**TASK DETAILS**:
Copy the lines below that contain "error".

★ ★ ★ ★ ★

Issue #2468, opened 2017-02-23
win_perf_counter plugin does not work on 386


PierreF:
## Bug report

Telegraf i386 crash on Windows:
```
2017-02-23T15:41:04Z I! Starting Telegraf (version 1.2.1)
2017-02-23T15:41:04Z I! Loaded outputs: file
2017-02-23T15:41:04Z I! Loaded inputs: inputs.win_perf_counters
2017-02-23T15:41:04Z I! Tags enabled: host=MSEDGEWIN10
2017-02-23T15:41:04Z I! Agent Config: Interval:10s, Quiet:false, Hostname:"MSEDGEWIN10", Flush Interval:10s
unexpected fault address 0x5566b687
fatal error: fault
[signal 0xc0000005 code=0x0 addr=0x5566b687 pc=0x48a345]

goroutine 17 [running]:
runtime.throw(0xf13bde, 0x5)
        /usr/local/go/src/runtime/panic.go:566 +0x7f fp=0x12302e60 sp=0x12302e54
runtime.sigpanic()
        /usr/local/go/src/runtime/signal_windows.go:164 +0x116 fp=0x12302e78 sp=0x12302e60
syscall.UTF16ToString(0x5566b687, 0x20000000, 0x20000000, 0x0, 0x0)
        /usr/local/go/src/syscall/syscall_windows.go:51 +0x35 fp=0x12302ea0 sp=0x12302e78
github.com/influxdata/telegraf/plugins/inputs/win_perf_counters.UTF16PtrToString(0x5566b687, 0x0, 0x0)
        /home/ubuntu/telegraf-build/src/github.com/influxdata/telegraf/plugins/inputs/win_perf_counters/pdh.go:418 +0x62 fp=0x12302ec4 sp=0x12302ea0
github.com/influxdata/telegraf/plugins/inputs/win_perf_counters.(*Win_PerfCounters).Gather(0x1265a8e0, 0x14046a0, 0x1265af60, 0x0, 0x0)
        /home/ubuntu/telegraf-build/src/github.com/influxdata/telegraf/plugins/inputs/win_perf_counters/win_perf_counters.go:277 +0x32d fp=0x12302f98 sp=0x12302ec4
github.com/influxdata/telegraf/agent.gatherWithTimeout.func1(0x122a8a00, 0x1265aaa0, 0x1265af60)
[...]

Issue #1899, opened 2016-10-14
win_perf_counters and remote Windows host


skonet:
Hello,

In fact this is maybe a feature request but documentation does not seem to detail this point.

Telegraf win_perf_counters input plugin does not seem to allow to collect Windows counters from a remote machine (ie limited to local machine). This functionality is however present in Windows standard counters features (eg in Perfmon using metrics like \hostname\category\object).

I tried to force in conf file a remote hostname through several tricks, with no success.
Is this feature included? How can I activate it?

Configuration : Telegraf 1.0.1 on Win7 Pro SP1 FR.

Best regards.

maklaut:
:+1:

sjwang90:
For those interested in this feature, please test out the artifacts on PR https://github.com/influxdata/telegraf/pull/6590#issuecomment-1099684738. Please provide any comments or issues on PR #6590. Your testing and feedback will assist in getting this feature out sooner.

sspaink:
Closing due to lack of activity, if you are still interested in this feature request please re-open or leave a comment. We can look into reviving https://github.com/influxdata/telegraf/pull/11090.

PR #4076, opened 2018-04-25
386fix

srclosson:
### Required for all PRs:

- [*] Signed [CLA](https://influxdata.com/community/cla/).
- [*] Associated README.md updated.
- [*] Has appropriate unit tests.

### DIFF
--- a/plugins/inputs/win_perf_counters/README.md
+++ b/plugins/inputs/win_perf_counters/README.md
@@ -38,6 +38,12 @@ It is recommended NOT to use this on OSes starting with Vista and newer because 
 Example for Windows Server 2003, this would be set to true:
 `PreVistaSupport=true`
 
+#### UseWinTimestamps
+
+Bool, if set to `true` will request a timestamp along with the PerfCounter data. 
+
+Note: This call may not be supported on all versions of windows. If you receive an error, set this value to false to disable the feature, and searching for this call entirely.
+
 ### Object
 
 See Entry below.
--- a/plugins/inputs/win_perf_counters/README.md
+++ b/plugins/inputs/win_perf_counters/README.md
@@ -144,7 +144,7 @@ if any of the combinations of ObjectName/Instances/Counters are invalid.
 
   [[inputs.win_perf_counters.object]]
     # Processor usage, alternative to native, reports on a per core.
-    NodeName = "localhost"
+    Computer = "localhost"
     ObjectName = "Processor"
     Instances = ["*"]
     Counters = ["% Idle Time", "% Interrupt Time", "% Privileged Time", "% User Time", "% Processor Time"]
@@ -153,7 +153,7 @@ if any of the combinations of ObjectName/Instances/Counters are invalid.
 
   [[inputs.win_perf_counters.object]]
     # Disk times and queues
-    NodeName = "localhost"
+    Computer = "localhost"
     ObjectName = "LogicalDisk"
     Instances = ["*"]
     Counters = ["% Idle Time", "% Disk Time","% Disk Read Time", "% Disk Write Time", "% User Time", "Current Disk Queue Length"]
@@ -161,7 +161,7 @@ if any of the combinations of ObjectName/Instances/Counters are invalid.
     #IncludeTotal=false #Set to true to include _Total instance when querying for all (*).
 
   [[inputs.win_perf_counters.object]]
-    NodeName = "localhost"
+    Computer = "localhost"
     ObjectName = "System"
     Counters = ["Context Switches/sec","System Calls/sec", "Processor Queue Length"]
     Instances = ["------"]
@@ -170,7 +170,7 @@ if any of the combinations of ObjectName/Instances/Counters are invalid.
 
   [[inputs.win_perf_counters.object]]
     # Example query where the Instance portion must be removed to get data back, such as from the Memory object.
-    NodeName = "localhost"
+    Computer = "localhost"
     ObjectName = "Memory"
     Counters = ["Available Bytes","Cache Faults/sec","Demand Zero Faults/sec","Page Faults/sec","Pages/sec","Transition Faults/sec","Pool Nonpaged Bytes","Pool Paged Bytes"]
     Instances = ["------"] # Use 6 x - to remove the Instance bit from the query.
@@ -180,7 +180,7 @@ if any of the combinations of ObjectName/Instances/Counters are invalid.
   [[inputs.win_perf_counters.object]]
     # more counters for the Network Interface Object can be found at
     # https://msdn.microsoft.com/en-us/library/ms803962.aspx
-    NodeName = "localhost"
+    Computer = "localhost"
     ObjectName = "Network Interface"
     Counters = ["Bytes Received/sec","Bytes Sent/sec","Packets Received/sec","Packets Sent/sec"]
     Instances = ["*"] # Use 6 x - to remove the Instance bit from the query.
@@ -191,7 +191,7 @@ if any of the combinations of ObjectName/Instances/Counters are invalid.
 ### Active Directory Domain Controller
 ```
   [[inputs.win_perf_counters.object]]
-    NodeName = "localhost"
+    Computer = "localhost"
     ObjectName = "DirectoryServices"
     Instances = ["*"]
     Counters = ["Base Searches/sec","Database adds/sec","Database deletes/sec","Database modifys/sec","Database recycles/sec","LDAP Client Sessions","LDAP Searches/sec","LDAP Writes/sec"]
@@ -200,7 +200,7 @@ if any of the combinations of ObjectName/Instances/Counters are invalid.
     #IncludeTotal=false #Set to true to include _Total instance when querying for all (*).
 
   [[inputs.win_perf_counters.object]]
-    NodeName = "localhost"
+    Computer = "localhost"
     ObjectName = "Security System-Wide Statistics"
     Instances = ["*"]
     Counters = ["NTLM Authentications","Kerberos Authentications","Digest Authentications"]
@@ -208,7 +208,7 @@ if any of the combinations of ObjectName/Instances/Counters are invalid.
     #IncludeTotal=false #Set to true to include _Total instance when querying for all (*).
 
   [[inputs.win_perf_counters.object]]
-    NodeName = "localhost"
+    Computer = "localhost"
     ObjectName = "Database"
     Instances = ["*"]
     Counters = ["Database Cache % Hit","Database Cache Page Fault Stalls/sec","Database Cache Page Faults/sec","Database Cache Size"]
@@ -220,7 +220,7 @@ if any of the combinations of ObjectName/Instances/Counters are invalid.
 ```
   [[inputs.win_perf_counters.object]]
     # AD, DFS N, Useful if the server hosts a DFS Namespace or is a Domain Controller
-    NodeName = "localhost"
+    Computer = "localhost"
     ObjectName = "DFS Namespace Service Referrals"
     Instances = ["*"]
     Counters = ["Requests Processed","Requests Failed","Avg. Response Time"]
@@ -234,7 +234,7 @@ if any of the combinations of ObjectName/Instances/Counters are invalid.
 ```
   [[inputs.win_perf_counters.object]]
     # AD, DFS R, Useful if the server hosts a DFS Replication folder or is a Domain Controller
-    NodeName = "localhost"
+    Computer = "localhost"
     ObjectName = "DFS Replication Service Volumes"
     Instances = ["*"]
     Counters = ["Data Lookups","Database Commits"]
@@ -247,7 +247,7 @@ if any of the combinations of ObjectName/Instances/Counters are invalid.
 ### DNS Server + Domain Controllers
 ```
   [[inputs.win_perf_counters.object]]
-    NodeName = "localhost"
+    Computer = "localhost"
     ObjectName = "DNS"
     Counters = ["Dynamic Update Received","Dynamic Update Rejected","Recursive Queries","Recursive Queries Failure","Secure Update Failure","Secure Update Received","TCP Query Received","TCP Response Sent","UDP Query Received","UDP Response Sent","Total Query Received","Total Response Sent"]
     Instances = ["------"]
@@ -259,7 +259,7 @@ if any of the combinations of ObjectName/Instances/Counters are invalid.
 ```
   [[inputs.win_perf_counters.object]]
     # HTTP Service request queues in the Kernel before being handed over to User Mode.
-    NodeName = "localhost"
+    Computer = "localhost"
     ObjectName = "HTTP Service Request Queues"
     Instances = ["*"]
     Counters = ["CurrentQueueSize","RejectedRequests"]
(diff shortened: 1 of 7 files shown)


plugins/inputs/win_perf_counters/pdh_386.go
```diff
@@ -0,0 +1,74 @@
...
+// Kevin Pors <krpors@gmail.com>
+
+// +build windows
+
+package win_perf_counters
+
+// Union specialization for double values
+type PDH_FMT_COUNTERVALUE_DOUBLE struct {
+	CStatus     uint32
+	padding     uint32 // TODO: could well be broken on amd64
```
danielnelson: Change the type of padding to `[4]byte`.  Remove these comments, make sure there is a testcase to check each type.

plugins/inputs/win_perf_counters/pdh_386.go
```diff
@@ -0,0 +1,74 @@
...
+	padding    uint32 // TODO: could well be broken on amd64
+	LargeValue int64
+}
+
+// Union specialization for long values
+type PDH_FMT_COUNTERVALUE_LONG struct {
+	CStatus   uint32
+	LongValue int32
+	padding   [4]byte
+}
```
danielnelson: Shouldn't these all be the same size?  This one is smaller than the rest by 32bits.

★ ★ ★ ★ ★

**SOLUTION TO THIS TASK**:
fatal error: fault
+Note: This call may not be supported on all versions of windows. If you receive an error, set this value to false to disable the feature, and searching for this call entirely.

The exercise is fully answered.